WHAT YOU NEED TO DO: Repeat the listing below word for word, stopping after the line that contains "- #print axioms".

RECORDS PROVIDED:

PR #9694, opened 2026-07-02
feat(codegen): use verified CLZ handler

pirapira:
## Summary
- add a verified SAsm CLZ body with clzFn_spec and clz_verified
- wire h_CLZ to the verified body with advanceAndRet 1
- keep the legacy raw clzTail as a documented reference and update PLAN.md

## Validation
- lake build
- ./scripts/check-forbidden-tactics.sh
- #print axioms EvmAsm.Codegen.ClzSAsm.clzFn_spec => [propext, Classical.choice, Quot.sound]
- scripts/codegen-opcodes-runtime-check.sh: blocked before emulation by unrelated unresolved full-dispatcher external symbols in this environment; CLZ case assembly emission succeeded for clz_zero, clz_low_bit, clz_high_limb, and clz_zero assembled to an object before link failure

### DIFF
--- a/EvmAsm/Codegen/Programs/Clz.lean
+++ b/EvmAsm/Codegen/Programs/Clz.lean
@@ -5,10 +5,14 @@
 -/
 
 import EvmAsm.Codegen.Dispatch
+import EvmAsm.Codegen.Programs.ClzSAsm
 
 namespace EvmAsm.Codegen
 
-/-- Raw RV64IM handler for EIP-7939 `CLZ` (0x1e).
+/-- Legacy raw RV64IM handler for EIP-7939 CLZ (0x1e).
+
+    The dispatcher registry now uses ClzSAsm.clz_verified; this raw tail is
+    retained as a historical reference for the instruction sequence it replaced.
 
     Desired behavior is from execution-specs
     `bpo*/vm/instructions/bitwise.py::count_leading_zeros`: pop one
--- a/EvmAsm/Codegen/Programs/ClzSAsm.lean
+++ b/EvmAsm/Codegen/Programs/ClzSAsm.lean
@@ -1,0 +1,434 @@
+/-
+  EvmAsm.Codegen.Programs.ClzSAsm
+
+  Draft SAsm body for the EIP-7939 CLZ dispatcher handler.
+-/
+
+import EvmAsm.Rv64.SAsm.MultiDword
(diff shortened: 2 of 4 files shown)


pirapira (commented):
Reviewed the code and re-ran all gates locally. **LGTM** (same-account PR, so formal approval isn't possible — this comment stands in for it).

## Verified locally
- `lake build` of the swapped registry + `ClzSAsm` — zero errors/warnings.
- `scripts/check-forbidden-tactics.sh` — clean.
- `#print axioms EvmAsm.Codegen.ClzSAsm.clzFn_spec` = `[propext, Classical.choice, Quot.sound]` — kernel-clean.
- `scripts/codegen-opcodes-runtime-check.sh`: the link failure you hit is **pre-existing on main** — I reproduced the identical undefined references (`witness_codes_lookup_by_hash`, `rlp_list_count_items`, `swd_4788_root_*`, `u256_add_be`, …) from a clean main checkout, so it is not attributable to this PR. Since `clzFn_spec` is a `cpsTriple` over the real RV64 step function, machine-level behavior is covered by the proof itself; the `.s` emission assembles (your check), and the dispatcher ABI (limb order MSB-at-24, result+zeros writeback, `advanceAndRet 1` tail) matches the replaced `clzTail` line-for-line.

## Review touch-ups (pushed to this branch, 3b99bfea2)
The one gap: the pure model `clz64From`/`clz256` mirrors the branchless algorithm rather than independently characterizing `256 - bit_length`. Rather than demand a full pure-correctness lemma, I pinned the model to ground truth with kernel-evaluated `#guard`s: all 256 single-bit values, per-limb "solid" values (top bit + all lower bits set), all-ones, and zero. Also added a position-independence `#guard` (`flatten 0 = flatten 0x80000000` — the handler is emitted at a dispatcher label) and refreshed the stale "draft" header.

Nice work on the round-2 restructure — the branchless narrowing (zero `when`s → single symbolic path, one 28-instruction ALU engine lemma) plus the two `.assert` joins is exactly the intended use of the new idioms, and the `clzSelectedLimb`/`clzSelectedAcc` + `acc₀ = 193` trick for the zero case is elegant. Your remaining friction items (a select/ite summary idiom for the 5-way disjunction; an sp-post simplifier for `assert`+`blockAt`) are noted for ergonomics round 3.

*Written with Claude*

PR #9697, opened 2026-07-02
feat(codegen): verified SAsm keccak digest byte-reverse

pirapira:
Replaces the raw two-pointer byte-reverse loop in the KECCAK256 dispatcher tail (`EvmHashHandlers.lean`) with `emitProgram KeccakReverseSAsm.byteReverse32_verified`, a formally verified SAsm drop-in.

## What's here

- `EvmAsm/Codegen/Programs/KeccakReverseSAsm.lean`:
  - `byteReverse32Block` — 64 instructions (16 unrolled `byteSwapAt` pairs using t2/x7 and t3/x28), reversing the 32-byte cell at `a2` in place.
  - `byteReverse32Fn_spec` — full `Fn.Spec` proof: post pins the focus window to `bytesRegion p w.reverse`, with a0–a3 preserved. Follows the `rev4Fn` byte focus-block pattern (explode-the-window + `execInstrRF_lbu_byte`/`_sb_byte` step lemmas from PR #9696).
  - `#guard`s: block length 64, flattened length 64, position independence (`flatten 0 = flatten 0x80000000`).
- `EvmAsm/Codegen/Programs/EvmHashHandlers.lean`: splice; handler tail (`addi x10, x10, 1; j .dispatch_loop`) unchanged.

## Validation

- `lake build` green (3696 jobs), zero project warnings.
- `#print axioms byteReverse32Fn_spec` = `[propext, Classical.choice, Quot.sound]`.
- `scripts/check-forbidden-tactics.sh` OK; no `sorry`, no heartbeat overrides (single scoped `linter.unusedSimpArgs false` on the generated VC theorem).
- `lake exe codegen --program runtime_dispatcher` assembles; link stops at the pre-existing undefined runtime symbols (bead evm-asm-q4f7d, unrelated).

### DIFF
--- a/EvmAsm/Codegen/Programs/EvmHashHandlers.lean
+++ b/EvmAsm/Codegen/Programs/EvmHashHandlers.lean
@@ -6,6 +6,7 @@
 
 import EvmAsm.Codegen.Dispatch
 import EvmAsm.Codegen.Programs.EvmMemoryGas
+import EvmAsm.Codegen.Programs.KeccakReverseSAsm
 
 namespace EvmAsm.Codegen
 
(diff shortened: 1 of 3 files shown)


pirapira:
Reviewed. LGTM.

- Independently re-verified in a separate checkout: full `lake build` green (3696 jobs), `#print axioms byteReverse32Fn_spec` = the three classical axioms, forbidden-tactics gate OK, no `sorry`/heartbeat bumps.
- Spec statement is the right one: pre requires `w.length = 32` and `bytesRegion p w`; post delivers `bytesRegion p w.reverse` with a0–a3 preserved — so the splice is a genuine drop-in for the old two-pointer loop.
- Splice diff is minimal: only the raw loop body is replaced; the dispatcher tail is byte-identical.
- PI and length `#guard`s pin the emitted program.
- Runtime behavioral check still blocked by the pre-existing dispatcher link failure (bead evm-asm-q4f7d), same as previous rounds.

*Written with Claude*

Issue #9866, opened 2026-07-05
MLOAD unaligned public spec pre is unsatisfiable for start ≠ 0 (adjacent quarters share a dword)


dhsorens:
Found while building the CALLDATALOAD public spec (stack ending at #9865).

`evm_mload_stack_spec_within` (`EvmAsm/Evm64/MLoad/UnalignedFramedStackSpec.lean:1364`) lists all four quarters' `(loAddr_j ↦ₘ loVal_j) ** (hiAddr_j ↦ₘ hiVal_j)` dword-pair cells as **eight separate sep-conj atoms** in one precondition. But for an unaligned contiguous 32-byte window, `mloadLimbWindowOk` (via `mloadDwordPairAddr`) forces adjacent quarters to **share** a dword (`hiAddr_j = loAddr_{j±1}`), so the combined precondition demands the same memory cell twice under `**` — unsatisfiable whenever `start ≠ 0`. The theorem is sound but vacuous off the aligned case (consistent with the registry note "aligned spec proven; unaligned _public variants in progress").

The CALLDATALOAD stack avoided the trap by threading a single byte-region atom (`calldataRegionIs`, #9859) and extracting each quarter's pair locally (extract → engine → fold back, `calldataRegionIs_quarter_pair` is an assertion *equality* so fold-back is a rewrite). The same region-threaded pattern (or an `mloadRegionIs` over EVM memory) would give MLOAD a satisfiable unaligned public form.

RESULT FOR THIS TASK:
PR #9694, opened 2026-07-02
feat(codegen): use verified CLZ handler

pirapira:
## Summary
- add a verified SAsm CLZ body with clzFn_spec and clz_verified
- wire h_CLZ to the verified body with advanceAndRet 1
- keep the legacy raw clzTail as a documented reference and update PLAN.md

## Validation
- lake build
- ./scripts/check-forbidden-tactics.sh
- #print axioms EvmAsm.Codegen.ClzSAsm.clzFn_spec => [propext, Classical.choice, Quot.sound]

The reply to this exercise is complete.